# KMeans Clustering (From Scratch)

## 1. Import Required Libraries
In this section, we import the necessary libraries for loading data, applying KMeans, and visualizing the results. We also import the `KMeans` class from the `K_Means.py` file.

In [None]:
import numpy as np
import pandas as pd
import matplotlib.pyplot as plt
import seaborn as sns
from sklearn.datasets import make_blobs  # For generating synthetic data
import sys
import os

# Add path to access K_Means.py
sys.path.append(os.path.abspath('../src/models'))
from K_Means import KMeans

# Plotting settings
%matplotlib inline
plt.style.use('seaborn')

## 2. Generate or Load Data
We will generate synthetic data using `make_blobs` for demonstration purposes.

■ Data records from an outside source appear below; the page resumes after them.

PR #757, opened 2020-03-11
95fcoe: default rd.nofcoe to false

tblume:
rd.nofcoe should default to false, e.g. fcoe should be enabled unless
overwritten from the command line.
The same applies for lldapd.sh.

### DIFF
--- a/modules.d/95fcoe/lldpad.sh
+++ b/modules.d/95fcoe/lldpad.sh
@@ -1,6 +1,6 @@
 #!/bin/bash
 
-if ! getargbool 0 rd.nofcoe ; then
+if getargbool 0 rd.nofcoe ; then
 	info "rd.nofcoe=0: skipping lldpad activation"
 	return 0
 fi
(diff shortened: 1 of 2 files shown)


modules.d/95fcoe/lldpad.sh
```diff
@@ -1,6 +1,6 @@
 #!/bin/bash
 
-if ! getargbool 0 rd.nofcoe ; then
+if getargbool 0 rd.nofcoe ; then
```
rmetrich, line 3: Sorry for being late, but I think it's very confusing:
- **nofcoe** means _don't enable fcoe_
- 0 for getargbool means _false_
hence
**nofcoe=0** means _don't enable fcoe == false_ which is equivalent to _enable fcoe == true_
which is exactly the opposite of what we want here.

rmetrich: @danimo please ignore, answered in https://github.com/dracutdevs/dracut/commit/6f7823bce65dd4b52497dbb94892b637fd06471a

Issue #694, opened 2019-12-02
35network-manager won't setup network if other modules don't add any "initqueue/finished" hook


ryncsn:
Previously when using 35network-legacy, it will add initqueue/finished hooks to wait for the interface to be configured. However 35network-manager won't do so, and if other modules didn't add any initqueue/finished hook, initqueue won't run, and the nm-run.sh won't have a chance to run either.

Is 35network-manager expecting other module to install initqueue/finished to wait for network to get ready, or perhaps 35network-manager should at lease ensure nm-run.sh got executed for at least once?

ryncsn:
There is a workaround for this problem in kdump, by install another initqueue hook to keep the initqueue running until network is ready:

See: https://lists.fedorahosted.org/archives/list/kexec@lists.fedoraproject.org/thread/ZAYFCE3UOH7UTCBFWZ6KGR5VI625IGZT/

cgwalters:
xref https://github.com/coreos/fedora-coreos-config/pull/259
and in particular https://mail.gnome.org/archives/networkmanager-list/2020-January/msg00000.html
where I argue that we should be running NM as a regular systemd unit.

haraldh:
@lkundrak !

LorbusChris:
Any updates on this?

jomeier:
@cgwalters 
Hi. Any news on this one? Greets, Josef

jomeier:
@haraldh 
Hi Harald. @LorbusChris mentioned that you could come to the rescue here.

Could you give priority to this issue, please? The OKD community needs you 🕺🏻

LorbusChris:
I think I meant @lkundrak might be able to do that.
Anyway, now we've pinged 'em all! :tongue: 
And as @jomeier said, we over at Fedora CoreOS and OKD would appreciate a fix for this issue =)

LorbusChris:
https://bugzilla.redhat.com/show_bug.cgi?id=1809641 is a related BZ for this

tyll:
Hi, The NetworkManager team is happy to help. What is the exact request?

@thom311 or @bengal please take a look.

> https://bugzilla.redhat.com/show_bug.cgi?id=1809641 is a related BZ for this

This is not reported against NetworkManager and also does not include the NM team in CC. Should it?

LorbusChris:
Thanks @tyll! The root cause for that BZ is this issue here :)
[...]

PR #761, opened 2020-03-11
network-manager: ensure that nm-run.sh is executed when needed

bengal:
The network-manager command line hook must install a
initqueue/finished hook to ensure that nm-run.sh is executed when
there are network connections to activate.

Fixes: #694


LorbusChris:
@bengal thank you!!
@haraldh could we get an rpm rpm build with this change for f31? :innocent:

haraldh:
> @bengal thank you!!
> @haraldh could we get an rpm rpm build with this change for f31? innocent

https://bodhi.fedoraproject.org/updates/FEDORA-2020-b36b25de24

If you have your own data (e.g., `placeholder_1.csv` in the repo), you can replace this section with loading your CSV file.

In [None]:

df = pd.read_csv('../data/placeholder_1.csv')
X = df[['Feature_1', 'Feature_2']].values  # Adjust column names as needed

## 3. Apply KMeans (From Scratch)
We will use the `KMeans` class from  code to train the model on the data.

In [None]:
# Create KMeans model
kmeans = KMeans(n_clusters=4, n_init=10, max_iter=300, tol=1e-4, verbose=True, random_state=42)

# Train the model
kmeans.fit(X)

# Assign cluster labels to the data
df['Cluster'] = kmeans.labels_

# Display the first 5 rows with cluster labels
df.head()

## 4. Visualize the Results
We will plot the data points colored by their assigned clusters and mark the centroids.

In [None]:
# Plot the clusters
plt.figure(figsize=(8, 6))
sns.scatterplot(x='Feature_1', y='Feature_2', hue='Cluster', data=df, palette='Set1', s=100)
plt.scatter(kmeans.centroids_[:, 0], kmeans.centroids_[:, 1], s=300, c='black', marker='X', label='Centroids')
plt.title('KMeans Clustering Results (From Scratch)')
plt.xlabel('Feature 1')
plt.ylabel('Feature 2')
plt.legend()
plt.show()

## 5. Plot Loss History
We will plot the loss history (inertia) over iterations for the best run to observe the convergence of the algorithm.

In [None]:
# Get loss history
loss_history = kmeans.get_loss_history()

# Plot loss history
plt.figure(figsize=(8, 5))
plt.plot(loss_history, marker='o')
plt.title('Loss History (Inertia) Over Iterations')
plt.xlabel('Iteration')
plt.ylabel('Inertia')
plt.grid(True)
plt.show()

## 6. Conclusion
In this notebook, we implemented the KMeans clustering algorithm from scratch using the code in `K_Means.py`. We generated synthetic data, trained the model, visualized the clustering results, and plotted the loss history to monitor the algorithm's convergence.